Your answer should be the records below, written out exactly.
--- Supplied entries Enclosed Below ---
PR #3130, opened 2026-06-09
feat(engine): support transient BPMN IO parameters

hauptmedia:
## Summary

This PR backports the Fluxnova transient BPMN IO parameter support to Operaton.

It adds `operaton:isTransient="true"` handling for `operaton:inputParameter` and `operaton:outputParameter` mappings. When the attribute is present, the mapped value is set through `Variables.untypedValue(value, true)`, so the created variable is transient and is not persisted to runtime variable storage or history.

The BPMN model API is updated as well: `OperatonInputParameter` and `OperatonOutputParameter` now expose `isOperatonTransient()` / `setOperatonTransient(boolean)` for the same `operaton:isTransient` attribute.

## Change unit

- `361` [fluxnova:a1b817ba818e] add support for transient input and output parameters in BPMN model

## Attribution

Backported-adapted from Fluxnova commit `a1b817ba818ecf2bff618a134602a29e23704fab`.

Original author: Sowmya, HL <Sowmya.HL@fmr.com>

## Reviewer Notes

- Fluxnova parses the attribute from the Camunda namespace; this Operaton adaptation uses `BpmnParse.OPERATON_BPMN_EXTENSIONS_NS` and the `operaton:isTransient` model constant.
- The implementation keeps the existing non-transient IO mapping path unchanged. Only parameters explicitly marked with `operaton:isTransient="true"` are wrapped as transient typed values.
- `Variables.untypedValue(value, true)` preserves existing `TypedValue` instances by updating their transient flag rather than nesting them as plain Java objects.
- Runtime tests cover both directions:
  - transient input parameter: the service task receives a transient variable created by the BPMN input parameter.
  - transient output parameter: the following service task receives a transient variable created by the BPMN output parameter.
- Both runtime tests also assert that the mapped variable is not present in the persisted variable-instance query after execution reaches the wait state.
- Model API tests cover the new attribute default (`false`) and setter/getter behavior on input and output parameters.

## Verification

- `./mvnw -pl engine -Dtest=InputOutputTest#testTransientInputParameter+testTransientOutputParameter test -Dskip.frontend.build=true`
- `./mvnw -pl model-api/bpmn-model -Dtest=OperatonInputParameterTest,OperatonOutputParameterTest test -Dskip.frontend.build=true`

### DIFF
--- a/engine/src/main/java/org/operaton/bpm/engine/impl/bpmn/parser/BpmnParseUtil.java
+++ b/engine/src/main/java/org/operaton/bpm/engine/impl/bpmn/parser/BpmnParseUtil.java
@@ -135,6 +135,8 @@ public final class BpmnParseUtil {
    */
   public static void parseInputParameterElement(Element inputParameterElement, IoMapping ioMapping) {
     String nameAttribute = inputParameterElement.attribute("name");
+    boolean isTransient = Boolean.parseBoolean(
+        inputParameterElement.attributeNS(BpmnParse.OPERATON_BPMN_EXTENSIONS_NS, "isTransient"));
     if(nameAttribute == null || nameAttribute.isEmpty()) {
       throw new BpmnParseException("Missing attribute 'name' for inputParameter", inputParameterElement);
     }
@@ -142,7 +144,7 @@ public final class BpmnParseUtil {
     ParameterValueProvider valueProvider = parseNestedParamValueProvider(inputParameterElement);
 
     // add parameter
-    ioMapping.addInputParameter(new InputParameter(nameAttribute, valueProvider));
+    ioMapping.addInputParameter(new InputParameter(nameAttribute, valueProvider, isTransient));
   }
 
   /**
@@ -154,6 +156,8 @@ public final class BpmnParseUtil {
    */
   public static void parseOutputParameterElement(Element outputParameterElement, IoMapping ioMapping) {
     String nameAttribute = outputParameterElement.attribute("name");
+    boolean isTransient = Boolean.parseBoolean(
+        outputParameterElement.attributeNS(BpmnParse.OPERATON_BPMN_EXTENSIONS_NS, "isTransient"));
     if(nameAttribute == null || nameAttribute.isEmpty()) {
       throw new BpmnParseException("Missing attribute 'name' for outputParameter", outputParameterElement);
     }
@@ -161,7 +165,7 @@ public final class BpmnParseUtil {
     ParameterValueProvider valueProvider = parseNestedParamValueProvider(outputParameterElement);
 
     // add parameter
-    ioMapping.addOutputParameter(new OutputParameter(nameAttribute, valueProvider));
+    ioMapping.addOutputParameter(new OutputParameter(nameAttribute, valueProvider, isTransient));
   }
 
   /**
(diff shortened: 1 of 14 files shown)


engine/src/main/java/org/operaton/bpm/engine/impl/bpmn/parser/BpmnParseUtil.java
```diff
@@ -135,14 +135,16 @@ public static void parseOperatonOutputParameters(Element inputOutputElement, IoM
    */
   public static void parseInputParameterElement(Element inputParameterElement, IoMapping ioMapping) {
     String nameAttribute = inputParameterElement.attribute("name");
+    boolean isTransient = Boolean.parseBoolean(
+        inputParameterElement.attributeNS(BpmnParse.OPERATON_BPMN_EXTENSIONS_NS, "isTransient"));
```
javahippie, line 139: Should be called `transient`, not `isTransient` to match the parameters `asyncBefore`, `asyncAfter` and `exclusive`, none of them carries the `is`.

javahippie (changes requested):
I'm a bit concerned about what would happen if you define a transient input parameter on an activity that is marked as async before or an output parameter from an activity that is marked as asyncAfter, or is an event, or an external task. That behavior is hard to predict for users, and we would need to document this *really* well, ideally as a tooltip in the modeler itself. 

The go-to way to avoid passing large payloads currently is to only pass references, and then look up theses payloads. That would be more robust than to add property that whole classes of BPMN elements can never use, because they have wait states on their own.

engine/src/main/java/org/operaton/bpm/engine/impl/bpmn/parser/BpmnParseUtil.java
hauptmedia: yes it we should decide to backport this feature it should be named "transient" and not "isTransient"

hauptmedia:
Large payloads are one use case, but another important one is avoiding persistence of sensitive data, for example secrets, in runtime or historical data.

That said, I agree with your concern: from a developer’s perspective it may not be obvious how long a transient variable actually lives, especially once wait states or async continuations are involved. That makes the feature easy to misunderstand unless it is documented and surfaced very clearly.

I’m still undecided whether this is something we should backport as-is.

a-m-zill:
Hello,
I’ve taken a look at the whole thing and thought about it at length. This feature is really more geared toward modelers, since transient variables can already be accessed directly by developers in the Operation API—for example, in the delegate. The same applies to listeners, which operate in a similar context.

You’ve already discussed the technical behavior behind this and recognize that it’s complex for a BPMN modeler, who may not even be deeply involved in automation themselves.

So from a developer’s perspective, I find it interesting but also a bit daunting. It’s just very complex—figuring out which data to use and how to handle it.

I also believe that this feature only really makes sense once there are dedicated modelers that support it. Are there any available yet, or does the Fluxnova Modeler already support this?

Should we perhaps propose this for discussion and a vote in the forum if we can’t decide?

hauptmedia:
Hi @a-m-zill , interesting thoughts that this is (mainly) a modeling feature. Could be used for configuration and secrets from the model to be accessed in the java code then. Question would be: is it in general a good idea to keep such data in a model? I would always think there should be some kind of secrets/config system from which you can access such data. It's also very simple to add something like this yourself in the engine. So I cannot still imagine use-cases where you exactly benefit using this transient variables mechanic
--- End of Enclosed Supplied entries ---
Response area.
PR #3130, opened 2026-06-09
feat(engine): support transient BPMN IO parameters

hauptmedia:
## Summary

This PR backports the Fluxnova transient BPMN IO parameter support to Operaton.

It adds `operaton:isTransient="true"` handling for `operaton:inputParameter` and `operaton:outputParameter` mappings. When the attribute is present, the mapped value is set through `Variables.untypedValue(value, true)`, so the created variable is transient and is not persisted to runtime variable storage or history.

The BPMN model API is updated as well: `OperatonInputParameter` and `OperatonOutputParameter` now expose `isOperatonTransient()` / `setOperatonTransient(boolean)` for the same `operaton:isTransient` attribute.

## Change unit

- `361` [fluxnova:a1b817ba818e] add support for transient input and output parameters in BPMN model

## Attribution

Backported-adapted from Fluxnova commit `a1b817ba818ecf2bff618a134602a29e23704fab`.

Original author: Sowmya, HL <Sowmya.HL@fmr.com>

## Reviewer Notes

- Fluxnova parses the attribute from the Camunda namespace; this Operaton adaptation uses `BpmnParse.OPERATON_BPMN_EXTENSIONS_NS` and the `operaton:isTransient` model constant.
- The implementation keeps the existing non-transient IO mapping path unchanged. Only parameters explicitly marked with `operaton:isTransient="true"` are wrapped as transient typed values.
- `Variables.untypedValue(value, true)` preserves existing `TypedValue` instances by updating their transient flag rather than nesting them as plain Java objects.
- Runtime tests cover both directions:
  - transient input parameter: the service task receives a transient variable created by the BPMN input parameter.
  - transient output parameter: the following service task receives a transient variable created by the BPMN output parameter.
- Both runtime tests also assert that the mapped variable is not present in the persisted variable-instance query after execution reaches the wait state.
- Model API tests cover the new attribute default (`false`) and setter/getter behavior on input and output parameters.

## Verification

- `./mvnw -pl engine -Dtest=InputOutputTest#testTransientInputParameter+testTransientOutputParameter test -Dskip.frontend.build=true`
- `./mvnw -pl model-api/bpmn-model -Dtest=OperatonInputParameterTest,OperatonOutputParameterTest test -Dskip.frontend.build=true`

### DIFF
--- a/engine/src/main/java/org/operaton/bpm/engine/impl/bpmn/parser/BpmnParseUtil.java
+++ b/engine/src/main/java/org/operaton/bpm/engine/impl/bpmn/parser/BpmnParseUtil.java
@@ -135,6 +135,8 @@ public final class BpmnParseUtil {
    */
   public static void parseInputParameterElement(Element inputParameterElement, IoMapping ioMapping) {
     String nameAttribute = inputParameterElement.attribute("name");
+    boolean isTransient = Boolean.parseBoolean(
+        inputParameterElement.attributeNS(BpmnParse.OPERATON_BPMN_EXTENSIONS_NS, "isTransient"));
     if(nameAttribute == null || nameAttribute.isEmpty()) {
       throw new BpmnParseException("Missing attribute 'name' for inputParameter", inputParameterElement);
     }
@@ -142,7 +144,7 @@ public final class BpmnParseUtil {
     ParameterValueProvider valueProvider = parseNestedParamValueProvider(inputParameterElement);
 
     // add parameter
-    ioMapping.addInputParameter(new InputParameter(nameAttribute, valueProvider));
+    ioMapping.addInputParameter(new InputParameter(nameAttribute, valueProvider, isTransient));
   }
 
   /**
@@ -154,6 +156,8 @@ public final class BpmnParseUtil {
    */
   public static void parseOutputParameterElement(Element outputParameterElement, IoMapping ioMapping) {
     String nameAttribute = outputParameterElement.attribute("name");
+    boolean isTransient = Boolean.parseBoolean(
+        outputParameterElement.attributeNS(BpmnParse.OPERATON_BPMN_EXTENSIONS_NS, "isTransient"));
     if(nameAttribute == null || nameAttribute.isEmpty()) {
       throw new BpmnParseException("Missing attribute 'name' for outputParameter", outputParameterElement);
     }
@@ -161,7 +165,7 @@ public final class BpmnParseUtil {
     ParameterValueProvider valueProvider = parseNestedParamValueProvider(outputParameterElement);
 
     // add parameter
-    ioMapping.addOutputParameter(new OutputParameter(nameAttribute, valueProvider));
+    ioMapping.addOutputParameter(new OutputParameter(nameAttribute, valueProvider, isTransient));
   }
 
   /**
(diff shortened: 1 of 14 files shown)


engine/src/main/java/org/operaton/bpm/engine/impl/bpmn/parser/BpmnParseUtil.java
```diff
@@ -135,14 +135,16 @@ public static void parseOperatonOutputParameters(Element inputOutputElement, IoM
    */
   public static void parseInputParameterElement(Element inputParameterElement, IoMapping ioMapping) {
     String nameAttribute = inputParameterElement.attribute("name");
+    boolean isTransient = Boolean.parseBoolean(
+        inputParameterElement.attributeNS(BpmnParse.OPERATON_BPMN_EXTENSIONS_NS, "isTransient"));
```
javahippie, line 139: Should be called `transient`, not `isTransient` to match the parameters `asyncBefore`, `asyncAfter` and `exclusive`, none of them carries the `is`.

javahippie (changes requested):
I'm a bit concerned about what would happen if you define a transient input parameter on an activity that is marked as async before or an output parameter from an activity that is marked as asyncAfter, or is an event, or an external task. That behavior is hard to predict for users, and we would need to document this *really* well, ideally as a tooltip in the modeler itself. 

The go-to way to avoid passing large payloads currently is to only pass references, and then look up theses payloads. That would be more robust than to add property that whole classes of BPMN elements can never use, because they have wait states on their own.

engine/src/main/java/org/operaton/bpm/engine/impl/bpmn/parser/BpmnParseUtil.java
hauptmedia: yes it we should decide to backport this feature it should be named "transient" and not "isTransient"

hauptmedia:
Large payloads are one use case, but another important one is avoiding persistence of sensitive data, for example secrets, in runtime or historical data.

That said, I agree with your concern: from a developer’s perspective it may not be obvious how long a transient variable actually lives, especially once wait states or async continuations are involved. That makes the feature easy to misunderstand unless it is documented and surfaced very clearly.

I’m still undecided whether this is something we should backport as-is.

a-m-zill:
Hello,
I’ve taken a look at the whole thing and thought about it at length. This feature is really more geared toward modelers, since transient variables can already be accessed directly by developers in the Operation API—for example, in the delegate. The same applies to listeners, which operate in a similar context.

You’ve already discussed the technical behavior behind this and recognize that it’s complex for a BPMN modeler, who may not even be deeply involved in automation themselves.

So from a developer’s perspective, I find it interesting but also a bit daunting. It’s just very complex—figuring out which data to use and how to handle it.

I also believe that this feature only really makes sense once there are dedicated modelers that support it. Are there any available yet, or does the Fluxnova Modeler already support this?

Should we perhaps propose this for discussion and a vote in the forum if we can’t decide?

hauptmedia:
Hi @a-m-zill , interesting thoughts that this is (mainly) a modeling feature. Could be used for configuration and secrets from the model to be accessed in the java code then. Question would be: is it in general a good idea to keep such data in a model? I would always think there should be some kind of secrets/config system from which you can access such data. It's also very simple to add something like this yourself in the engine. So I cannot still imagine use-cases where you exactly benefit using this transient variables mechanic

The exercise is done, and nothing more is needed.